Posted on May 13, 2012 by Dissent

More on a breach previously mentioned on this blog last year. Joanna Parasczuk reports on the evolution of a data breach that started in 2006 as an insider breach and ultimately affected everyone in Israel, it seems:

The Tel Aviv District Attorney has charged six people, including a computer programmer formerly employed as a Social Affairs Ministry contractor, in connection with a massive data theft that exposed the personal details of millions of Israelis.

The theft, which took place in 2006, included the publication of detailed personal information on nine million Israelis, among them minors, deceased persons and citizens living abroad.

According to the indictment, Shalom Bilik, who had access to the database during his work at the ministry, copied the data and took a copy of the database home.
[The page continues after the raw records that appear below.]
Issue #188, opened 2025-05-06
Fix: Do not restrict direct calls to execute by admins


snreynolds:
Any non-expired, registered key should be able to directly call `execute`.

snreynolds:
Note that this means the key must be a SCEP-K1 key

PR #214, opened 2025-05-09
fix: Allow any registered,unexpired key to direct call

snreynolds:
fixes https://github.com/Uniswap/calibur/issues/188


test/utils/FunctionCallGenerator.sol
```diff
@@ -129,7 +130,11 @@ abstract contract FunctionCallGenerator is InvariantFixtures {
             if (!isRegistered) {
                 revertData = _wrapCallFailedRevertData(IKeyManagement.KeyDoesNotExist.selector);
             }
-            return _revokeCall(keyHash, revertData);
+            // Cannot revoke the rootKeyHash since it cannot be registered 
+            else if (currentKeyHash == KeyLib.ROOT_KEY_HASH) {
+                revertData = _wrapCallFailedRevertData(IKeyManagement.KeyDoesNotExist.selector);
+            }
```
zhongeric, line 136: The reason why we have to add this now is that the behavior introduced in this PR above (108-109) special case the root key hash, returning bytes32(0) when the selected key to revoke is the root key.

This is different than the existing behavior which just called `testKey.toKeyHash()`, using the underlying `KeyLib.hash()` function which does not special case the root key hash. Instead of returning bytes32(0) it would incorrectly calculate the hash based off of the root EOA's public key, which would _not_ be registered on the account and thus `isRegistered` would be false, so the revert would be caught above in lines 130-132

snreynolds: Hm I see, but I think we can just do

if (!isRegistered || currentKeyHash == KeyLib.ROOT_KEY_HASH)

zhongeric: Ah yeah sg

zhongeric (approved):

PR #218, opened 2025-05-12
revert on length mismatch

snreynolds:


test/libraries/WrappedSignatureLib.t.sol
```diff
@@ -60,4 +60,57 @@ contract WrappedSignatureLibTest is Test {
...
+
+    function test_decodeSignatureWithHookData() public view {
+        bytes memory data = abi.encode(bytes(""), bytes(""));
+        (bytes memory _arg1, bytes memory _arg2) = decoder.decodeWithHookData(data);
+        assertEq(_arg1, bytes(""));
+        assertEq(_arg2, bytes(""));
+    }
+
+    function test_decodeSignatureWithHookData_incorrectlyEncodedSignature_reverts() public {
+        bytes memory data = abi.encode(bytes32(keccak256("test")), bytes(""));
```
zhongeric, line 72: this is expected to error because the first word, which should be the length, is some bytes32 value when the signature is empty right?

test/libraries/WrappedSignatureLib.t.sol
```diff
@@ -60,4 +60,57 @@ contract WrappedSignatureLibTest is Test {
...
+        vm.expectRevert();
+        decoder.decodeWithHookData(data);
+    }
+
+    function test_decodeSignatureWithHookData_incorrectlyEncodedHookData_reverts() public {
+        bytes memory data = abi.encode(bytes(""));
```
zhongeric, line 78: This is `abi.encode(bytes(""))`
```
➜ abi.encode(bytes(""))
Type: dynamic bytes
├ Hex (Memory):
├─ Length ([0x00:0x20]): 0x0000000000000000000000000000000000000000000000000000000000000040
├─ Contents ([0x20:..]): 0x00000000000000000000000000000000000000000000000000000000000000200000000000000000000000000000000000000000000000000000000000000000
```

src/libraries/CalldataDecoder.sol
```diff
@@ -50,4 +52,46 @@ library CalldataDecoder {
             }
         }
     }
+
+    /// @notice Decode the `_arg`-th element in `_bytes` as `bytes`
+    /// @dev Reverts if the length is not what the encoding is expecting
+    // @param _bytes The input bytes string to extract a bytes string from
+    // @param _arg The index of the argument to extract
+    function toSafeBytes(bytes calldata _bytes, uint256 _arg) internal pure returns (bytes calldata res) {
```
hensha256, line 60: nit but i would rename `toBytesSafe` or `safeToBytes` this name confused me as to what it was going to do

zhongeric (approved):

PR #220, opened 2025-05-14
feedback: small fixes

zhongeric:


src/EIP712.sol
```diff
@@ -8,7 +8,8 @@ import {BaseAuthorization} from "./BaseAuthorization.sol";
 import {PrefixedSaltLib} from "./libraries/PrefixedSaltLib.sol";
 
 /// @title EIP712
-/// @dev This contract does not cache the domain separator and calculates it on the fly since it will change when delegated to.
+/// @dev This contract does not cache the domain separator and calculates it on the fly
```
dianakocsis, line 11: "...and instead calculates it on the fly"?

src/EIP712.sol
```diff
@@ -95,9 +96,11 @@ contract EIP712 is IEIP712, IERC5267, BaseAuthorization {
 
     /// @inheritdoc IEIP712
     function updateSalt(uint96 prefix) external onlyThis {
+        if (prefix != _saltPrefix) {
+            // per EIP-5267, emit an event to notify that the domain separator has changed
+            emit EIP712DomainChanged();
+        }
```
snreynolds, line 102: We can just do:

```
        if (prefix != _saltPrefix) {
            _saltPrefix = prefix;
            // per EIP-5267, emit an event to notify that the domain separator has changed
            emit EIP712DomainChanged();
        }
```

snreynolds: we don't need to update _saltPrefix if the exact same value is passed in

snreynolds (commented):
Confirming that this PR includes the following changes:
- The value of [fields](https://github.com/Uniswap/calibur/blob/d9b1dacc3a818eaf3d22534aa38ba72b2c56b6f1/src/EIP712.sol#L61) should be 1f and not 0f. ✅ 

- [MASK_160_BITS](https://github.com/Uniswap/calibur/blob/d9b1dacc3a818eaf3d22534aa38ba72b2c56b6f1/src/libraries/PrefixedSaltLib.sol#L8) is unused. ✅ 

- EIP712DomainChanged event [could be emitted](https://github.com/Uniswap/calibur/blob/d9b1dacc3a818eaf3d22534aa38ba72b2c56b6f1/src/EIP712.sol#L100) when the salt has not changed. 🟡 --> I have one suggestion here

- view keyword [missing](https://github.com/Uniswap/calibur/blob/d9b1dacc3a818eaf3d22534aa38ba72b2c56b6f1/src/interfaces/IERC7914.sol#L25-L28) from nativeAllowance and transientNativeAllowance in IERC7914. ✅ 

- WrappedSignatureLib is [unnecessary](https://github.com/Uniswap/calibur/blob/d9b1dacc3a818eaf3d22534aa38ba72b2c56b6f1/src/libraries/KeyLib.sol#L25) in KeyLib. ✅ 

- 'AFTER_VALIDATE_USER_OP_FLAG' and 'BEFORE_EXECUTE_FLAG' should be afterValidateUserOp and beforeExecute respectively in [this comment](https://github.com/Uniswap/calibur/blob/d9b1dacc3a818eaf3d22534aa38ba72b2c56b6f1/src/libraries/HooksLib.sol#L12) in HooksLib . ✅ 

- LibString import in ERC7739Utils is unnecessary. ✅ 

- Adding [domain change](https://github.com/Uniswap/minimal-delegation/blob/d9b1dacc3a818eaf3d22534aa38ba72b2c56b6f1/src/EIP712.sol#L11) is possible when the salt is updated. ✅ 

- Adding that the salt prefix can be updated by [the owner](https://github.com/Uniswap/minimal-delegation/blob/d9b1dacc3a818eaf3d22534aa38ba72b2c56b6f1/src/EIP712.sol#L24) or admin. ✅

snreynolds (approved):

PR #224, opened 2025-05-16
natspec for root key signatures

snreynolds:


src/interfaces/IERC1271.sol
```diff
@@ -8,6 +8,11 @@ interface IERC1271 {
     /// - 64 or 65-byte ECDSA signatures from address(this)
     /// - Nested typed data signatures as defined by ERC-7739
     /// - Nested personal signatures as defined by ERC-7739
+    /// @dev A wrappedSignature contains a keyHash, signature, and any optional hook data
+    ///      `signature` can contain extra fields used for webauthn verification or ERC7739 nested typed data verification
+    /// @dev An unwrapped signature is only valid for the root key. However, the root key can also sign a 7739 rehashed signature.
+    /// It is possible for an unwrapped signature from the root key to be replayed IF the root key is registered on another wallet and that wallet
```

After Bilik’s contract with the ministry ended in 2006, he began to provide computing services to an ultra-Orthodox organization in Jerusalem, and allegedly  installed the database on computers there.

Indicted alongside Bilik are Avraham Adam, Yosef Vitman, Haim Aharon, Moshe Moskovitz and Meir Leiver.

Adam, who worked at the ultra-Orthodox charity, allegedly used the stolen data after Bilik gave it him.

Allegedly, Adam passed the data on to Vitman, who volunteered at the charity.

Vitman then sold a copy of the stolen database to Aharon, an independent computer consultant, who combined it with a copy of the voter registration database and eleven other databases, the indictment said.

Aharon then sold the combined database to several people, and also gave it to Moskovitz, a computer programmer, to sell.

Moskovitz enhanced the database with a sophisticated search program he had written, and called the final database ‘Agron’.  He then sold it on to various acquaintances.

At this stage, the indictment said, the database ended up in the hands of Leiver, who renamed it aRi and sold it to several overseas internet sites.

Read more on Jerusalem Post.

So… what do you think the punishment or sentence should be for someone who’s responsible for starting a mammoth privacy breach like this?  There’s no closing this particular barn door any more, either, and the potential remains to combine the database with new or future databases.

Is this Mark Zuckerberg’s wet dream or what?  Or maybe NSA’s?  Or maybe both, for different reasons.